Kim Avrupa’ya Giriş İçin Vizeye İhtiyaç Duyar?

Schengen üyesi ülkelerle serbest vize anlaşmasına henüz dahil olmayan tüm üçüncü ülke vatandaşlarının Avrupa’ya seyahat etmeden önce vize alması gerekir.

Schengen üyesi ülkelerden birine seyahat etmek için Schengen Vizesine ihtiyacınızın olup olmadığını kontrol etmek için vatandaşlarının AB’ye seyahat etmeden önce Schengen Vizesine başvurması gereken ülkelerin listesi burada sunulmuştur.

AB Vatandaşı Olmayanlar İçin Seyahat Belgeleri ve Giriş Gereksinimleri

Vizeden muaf olup olmadığınıza bakılmaksızın AB/Schengen ülkesi vatandaşı değilseniz giriş yapmanıza izin verilmesi için giriş yaptığınız Schengen gümrük kapısında birçok belge sunmanız gerekecektir.

Schengen Bölgesi’ne giriş yaparken sunmanız gereken belgeler şunlardır:

  • Geçerli Pasaport. Son 10 yıl içinde düzenlenmiş olması ve AB’den çıkmayı planladığınız tarihten sonra en az 3 ay geçerli olması gerekir.
  • Schengen Vizesi. Vize zorunluluğu olan bir üçüncü ülke vatandaşıysanız.

AB/Schengen gümrük görevlileri sizden, yeterli para, konaklama belgesi, ne kadar kalmayı planladığınız, gidiş-dönüş uçak bileti, giriş amacınız, seyahat sigortası, davetiye mektubu vb. diğer bilgi ve belgeleri de isteyebilir.

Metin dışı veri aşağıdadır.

PR #109, opened 2019-02-27
Application, naming and synchronization of backend interfaces (without specialisation)

kjekac:
### Application and naming

This is a rather large change because it changes the structure of the `TDef` type, which more or less all files work with. Namely, it introduces a constructor `TApp` that represents full application of a `TDef` to a vector of arguments, i.e. naively: `TApp : TDef k -> Vect k (TDef n) -> TDef n`.

Because this naive approach would introduce redundancy (there is literally no semantic difference between `TSum [T1, TVar 0]` and `TApp (TSum [T1, TVar 0]) [TVar 0]`), we restrict the first argument to only _named_ types, which requires us to factor out the naming of types into a separate datatype `TNamed` that is mutually recursive with `TDef`, like so:

```idris
mutual
  ||| Type definition
  ||| @n The number of type variables in the type
  data TDef : (n:Nat) -> Type where
    [...]
    ||| Application of a named type to a vector of arguments.
    TApp  : TNamed k -> Vect k (TDef n)           -> TDef n

  ||| Named type definition.
  ||| @n The number of type variables in the type.
  data TNamed : (n : Nat) -> Type where
    TName : Name -> TDef n -> TNamed n
```

And then basically everything else, except for the changes to the backend interfaces, follows "naturally" from this change.

Two somewhat major things to note:
1. Because names have been eliminated from the `TDef` type, recursive types are now anonymous by default. Code generators are recommended to give special treatment to the structure `TName name (TMu [...])`, but this is not strictly required.
2. The way we used to do type specialisation is believed to be incompatible with these changes, as I explained on RocketChat. For the moment everything relating to this is simply commented out.

### Backend interfaces

The backend interface has been split into three separate interfaces, of which a backend will want to implement two.

Instead of one monolithic interface which deals with both the translation from a `TDef` to an AST and the translation of an AST to text, we have one interface for the first step:

```idris
||| Interface for interpreting type definitions as ASTs.
||| @def  the type representing type definitions.
||| @type the type representing type signatures.
||| @n    the number of variables the interpretor supports in a type definition. (Should always be either `n` or `0`.)
interface ASTGen def type (n : Nat) | def where
  ||| Given a `TDef`, generate its corresponding type signature.
  msgType        : TNamed n -> type

  ||| Generate definitions for a `TNamed` and all its helper definitions.
  generateTyDefs : TNamed n -> List def
```

...and two interfaces for the second step, depending on the concrete syntax of the target language:

```idris
||| Interface for code generators that can generate code for type definitions and
||| type signatures independently of each other.
||| @def  the type representing type definitions.
||| @type the type representing type signatures.
interface CodegenIndep def type | def where
  ||| Generate source code for a type signature.
  typeSource : type -> Doc

  ||| Generate source code for a type definition.
  defSource  : def -> Doc

||| Interface for code generators that need to generate code for type definitions and
||| type signatures at the same time.
||| @def  the type representing type definitions.
||| @type the type representing type signatures.
interface CodegenInterdep def type where
  ||| Generate source code for a type signature and a list of helper definitions.
  sourceCode   : type -> List def -> Doc
```

Of the backends we already have, Haskell and ReasonML implement the first, while JSON implements the second because it doesn't make sense to generate the code for either the "type signature" (i.e. schema for the outermost type) or the "type definitions" (i.e. definition schemas) in isolation, since they need to be put together into one larger top-level schema.


src/Typedefs.idr
```diff
@@ -3,34 +3,129 @@ module Typedefs
...
-  T1    :                                      TDef n
+    ||| Application of a named type to a vector of arguments.
+    TApp  : TNamed k -> Vect k (TDef n)           -> TDef n
 
-  ||| The coproduct type
-  TSum  :         Vect (2 + k) (TDef n)     -> TDef n
+  ||| Named type definition.
+  ||| @n The number of type variables in the type.
+  data TNamed : (n : Nat) -> Type where
+    TName : Name -> TDef n -> TNamed n
```
kjekac: I have the idea that it would be "nice" to avoid the mutual recursion of the name-type and the type-type by letting the name-type be parametric in the type-type, like so:

```idris
||| Named things that are indexed by a `Nat`. (For example `TDef`s.)
||| @thing The type of things to name.
||| @n The 
data Named : (thing : Nat -> Type) -> (n : Nat) -> Type where
  Name : Name -> thing n -> Named thing n

||| Type definition
||| @n The number of type variables in the type
data TDef : (n:Nat) -> Type where
  [...]
  ||| Application of a named type to a vector of arguments.
  TApp  : Named TDef k -> Vect k (TDef n)           -> TDef n
```

It seems to work very well, but except for the "nice feeling" of not having mutually recursive data types, we don't seem to gain very much because none of the mutually recursive functions dealing with these types are easy to turn non-mutually recursive.

src/Typedefs.idr
```diff
@@ -3,34 +3,129 @@ module Typedefs
...
+shiftVars : TDef n -> TDef (S n)
+shiftVars T0          = T0
+shiftVars T1          = T1
+shiftVars (TSum ts)   = assert_total $ TSum $ map shiftVars ts
+shiftVars (TProd ts)  = assert_total $ TProd $ map shiftVars ts
+shiftVars (TVar v)    = TVar $ shift 1 v
+shiftVars (TMu cs)    = assert_total $ TMu $ map (map shiftVars) cs
+shiftVars (TApp f xs) = assert_total $ TApp f $ map shiftVars xs 
+
+||| Get a list of the de Brujin indices that are actually used in a `TDef`.
```
epost:
```suggestion
||| Get a list of the De Bruijn indices that are actually used in a `TDef`.
```

src/Backend.idr
```diff
@@ -12,86 +12,49 @@ import Text.PrettyPrint.WL
...
-
-||| Filter out the entries in an `Env` that is referred to by a `TDef`.
-getUsedVars : Env n -> (td: TDef n) -> Env (length (getUsedIndices td))
-getUsedVars e td = map (flip index e) (fromList $ getUsedIndices td)
+||| Interface for interpreting type definitions as ASTs.
+||| @def  the type representing type definitions.
+||| @type the type representing type signatures.
+||| @n    the number of variables the interpretor supports in a type definition. (Should always be either `n` or `0`.)
+interface ASTGen def type (n : Nat) | def where
+  ||| Given a `TDef`, generate its corresponding type signature.
```
epost: Shouldn't this be
```suggestion
  ||| Given a `TNamed`, generate its corresponding type signature.
```
?

src/Backend.idr
```diff
@@ -12,86 +12,49 @@ import Text.PrettyPrint.WL
...
-  ||| Given a `TDef` and a matching environment, generate a list of type definitions
-  ||| in the target language.
-  generateTyDefs : Env n -> TDef n -> List lang
+  ||| Generate definitions for a `TNamed` and all its helper definitions.
+  generateTyDefs : TNamed n -> List def
 
-  ||| Given a type definition in the target language, generate its code.
-  generateCode : lang -> Doc
+||| Interface for code generators that can generate code for type definitions and
+||| type signatures independently of each other.
```
fredrikNordvallForsberg: It might be nice to list some examples here, e.g. from the PR description 
"Haskell and ReasonML".

src/Backend.idr
```diff
@@ -12,86 +12,49 @@ import Text.PrettyPrint.WL
...
-  typedefs : TDef 0 -> List def
+||| Use the given backend to generate code for a type signature.
+generateType : (def: Type) -> ASTGen def type n => CodegenIndep def type => TNamed n -> Doc
+generateType def tn = typeSource {def} (msgType {def} tn)
 
-  ||| Given a type signature and a list of helper definitions which it uses,
-  ||| generate source code.
-  source   : type -> List def -> Doc
+||| Interface for code generators that need to generate code for type definitions and
+||| type signatures at the same time.
```
fredrikNordvallForsberg: Similarly, it might be nice to list some examples also here, e.g. from the PR description 
"JSON".

src/Backend/Utils.idr
```diff
@@ -1,28 +1,83 @@
...
+    flattenMu _     T1          = T1
+    flattenMu names (TSum ts)   = assert_total $ TSum $ map (flattenMu names) ts
+    flattenMu names (TProd ts)  = assert_total $ TProd $ map (flattenMu names) ts
+    flattenMu names td@(TMu cs) = def $ flattenMu' names $ TName (nameMu cs) td
+    flattenMu names (TApp f xs) = assert_total $ TApp f (map (flattenMu names) xs)
+
+    flattenMu' : Vect (S n) Name -> TNamed (S n) -> TNamed n
+    flattenMu' names (TName name body) = case body of
+     TMu cases => assert_total $ TName name $ TMu $ map (map (flattenMu (name :: names))) cases
+     _         => assert_total $ TName name $ flattenMu names body
```
fredrikNordvallForsberg: This catchall will never be reached, right? The function `flattenMu'` is only called on line 77, with exactly an argument of
```
TName (nameMu cs) (TMu xs)
```
so also taking the `def` call there into account, couldn't this be inlined and line 77 be replaced by
```
flattenMu names (TMu cs) = TMu $ map (map (flattenMu ((nameMu cs) :: names))) cs

```
?

src/Backend/Utils.idr
```diff
@@ -1,28 +1,83 @@
...
+vsep2 = vsep . punctuate line
+
+||| Produce a name for an anonymous `TMu` by simply concatenating its constructors.
+nameMu : Vect n (Name, TDef k) -> Name
+nameMu = concatMap (uppercase . fst)
+
+||| "Flatten" all `TVar` references to `TMu`s into `TName`s named after the corresponding `TMu`, referencing `T0`s.
+||| This is strictly meant to remove any `TVar`s from an AST.
+||| The variable in the argument `TDef 1` is expected to reference the supplied name.
+flattenMus : Name -> TDef 1 -> TDef 0 -- TODO this should take a proof that all variables refer to a TMu.
```
fredrikNordvallForsberg: Could this perhaps be achieved using `ap` instead?

src/Backend/Utils.idr
```diff
@@ -1,28 +1,83 @@
...
+flattenMus muName = flattenMu [muName]
+  where
+  mutual
+    -- DO NOT simply lift this function out to the top-level.
+    -- Its behavior is dependent on the type of `makeDefs'`.
+    -- (Specifically: all TVars must refer to a TMu, not to any free variables.)
+    flattenMu : Vect (S n) Name -> TDef (S n) -> TDef n
+    flattenMu names (TVar v)    = wrap $ TName (index v names) T0
```
fredrikNordvallForsberg: I'm a bit nervous of this `T0`. I guess the body is never used?

src/Typedefs.idr
```diff
@@ -3,34 +3,129 @@ module Typedefs
...
+
+square : String -> String
+square "" = ""
+square s = "[" ++ s ++ "]"
 
-  ||| Mu
-  TMu   : Name -> Vect k (Name, TDef (S n)) -> TDef n
+||| Generate the canonical name of a closed type.
+makeName : TDef 0 -> Name
+makeName T0          = "emptyType"
```
fredrikNordvallForsberg:
```suggestion
makeName T0          = "void"
```

src/Typedefs.idr
```diff
@@ -3,34 +3,129 @@ module Typedefs
...
+makeName T1          = "singletonType"
```
fredrikNordvallForsberg:
```suggestion
makeName T1          = "unit"
```

src/Backend/Utils.idr
kjekac: I completely agree with you! I dislike this solution. And no, it shouldn't be, because the name that we give it is that of a `TMu` further out in the tree. But when we (err.. you) do specialisation in a nice way, this is a place where that machinery should probably be used.

src/Backend/Utils.idr
kjekac: They might be overlapping, I wrote them at different points in both time and problem-space, so I might have missed an opportunity to implement one in terms of the other. But their functionalities are distinct. The "problem" is that even inside a `TDef 0` generated by `ap`, you might have recursive variables, so in even in backends explicitly state that they don't handle variables, you might encounter a `TDef 1` and need to reduce it to a `TDef 0`.

But using `ap` in the implementation of `flattenMu` might be feasible, I'll have a look soon.

src/Backend/Utils.idr
kjekac: True, thank you! Fixed and pushed.

src/Backend/Utils.idr
kjekac: Upon further inspection: No, I don't see the possibility of implementing one in terms of the other, but if I'm missing something, please show me what. I don't like this function either.

kjekac:
@fredrikNordvallForsberg I really appreciate you looking at `flattenMus`, I don't like that function personally. FWIW, @andrevidela had the idea that it should take a proof that all variables actually refer to a mu. [I implemented the proof type and a few functions around it today](https://github.com/typedefs/typedefs/compare/application-without-specialisation...free-vars-proof) but things actually get a bit strange when adapting `flattenMus` to this. I won't have the time to figure that part out, but I'll leave the branch there if anyone wants to continue the investigations.

src/Backend.idr
```diff
@@ -12,86 +12,49 @@ import Text.PrettyPrint.WL
...
 ||| Use the given backend to generate code for a type definition and all its dependencies.
-generate : (lang: Type) -> Backend lang => {n: Nat} -> TDef n -> Doc
-generate lang {n} td = vsep2 . map (generateCode) . generateTyDefs {lang} (freshEnv {lang} n) $ td
-
-||| Interface for codegens which distinguish between the message type itself and
-||| its helper definitions. Currently doesn't support typedefs with free variables. 
-interface NewBackend def type | def where
-  ||| Given a `TDef`, generate its corresponding type signature.
-  msgType  : TDef 0 -> type
+generateDefs : (def: Type) -> ASTGen def type n => CodegenIndep def type => TNamed n -> Doc
```
clayrat: Constraints can be uncurried to `(ASTGen def type n, CodegenIndep def type) =>`, probably a bit more structured this way?

src/Backend/Haskell.idr
```diff
@@ -78,55 +83,56 @@ renderDef (ADT     decl cases) = text "data" |++| renderDecl decl
...
+makeType' : Env n -> TNamed n -> HsType
+makeType' e (TName name body) = HsParam name . map (either HsVar hsParam) $ getUsedVars e body
+
+mutual
+  ||| Generate all the Haskell type definitions that a `TDef` depends on.
+  makeDefs : TDef n -> State (List Name) (List Haskell)
+  makeDefs    T0          = pure []
+  makeDefs    T1          = pure []
+  makeDefs    (TProd xs)  = map concat $ traverse (assert_total makeDefs) xs
+  makeDefs    (TSum xs)   = map concat $ traverse (assert_total makeDefs) xs
```
clayrat: `concat <$> traverse (assert_total makeDefs) xs` to make it consistent with `TApp` case?

src/Typedefs.idr
```diff
@@ -3,34 +3,129 @@ module Typedefs
...
-  ||| The unit type
-  T1    :                                      TDef n
+    ||| Application of a named type to a vector of arguments.
+    TApp  : TNamed k -> Vect k (TDef n)           -> TDef n
 
-  ||| The coproduct type
-  TSum  :         Vect (2 + k) (TDef n)     -> TDef n
+  ||| Named type definition.
+  ||| @n The number of type variables in the type.
+  data TNamed : (n : Nat) -> Type where
```
clayrat: This looks like it can be made a record, packaging `name` and `def` getters inside.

Schengen Bölgesi’ne giriş yaptığınızda gümrük görevlisinin pasaportunuza giriş damgası vurduğundan lütfen emin olun. Bu damga yoksa ceza ödeyebilir veya gözaltına alınabilirsiniz.

Hangi Avrupa Ülkeleri Schengen Vizesi Düzenler?

Schengen Bölgesi, üye ülke vatandaşlarının pasaport ve gümrük kontrolünden geçmesine gerek kalmadan bölge içinde serbestçe seyahat etmesine izin veren Schengen anlaşmasını imzalamış 26 ülkeyi kapsar.

Schengen Bölgesi’nin her üye ülkesi Schengen vizesini düzenleyebilir.

Schengen Bölgesine Üye Ülkeler

  • Belçika
  • Avusturya
  • Çek Cumhuriyeti
  • Danimarka
  • Estonya
  • Finlandiya
  • Fransa
  • Almanya
  • Yunanistan
  • Macaristan
  • İzlanda
  • İtalya
  • Letonya
  • Litvanya
  • Lüksemburg
  • Malta
  • Hollanda
  • Norveç
  • Polonya
  • Portekiz
  • Slovakya
  • Slovenya
  • İspanya
  • İsveç
  • İsviçre
  • Lihtenştayn

Avrupa’da Kısa Süreli Ziyaretler İçin Schengen Vizesi Türleri

Bu bölgede bulunan bir veya daha fazla Avrupa ülkesini aşağıdaki nedenlerden dolayı ziyaret etmeyi planlıyorsanız Schengen Vizesine başvurmanız gerekir:

  • İş amaçlı.
  • Arkadaş ve aile ziyareti.
  • Turizm ve tatil.
  • Kültürel ve spor etkinlikleri.
  • Havalimanı transit ve gemiyle transit geçişler.
  • Resmi ziyaret.
  • Tıbbi nedenler.
  • Kısa süreli eğitim ve araştırma amaçlı.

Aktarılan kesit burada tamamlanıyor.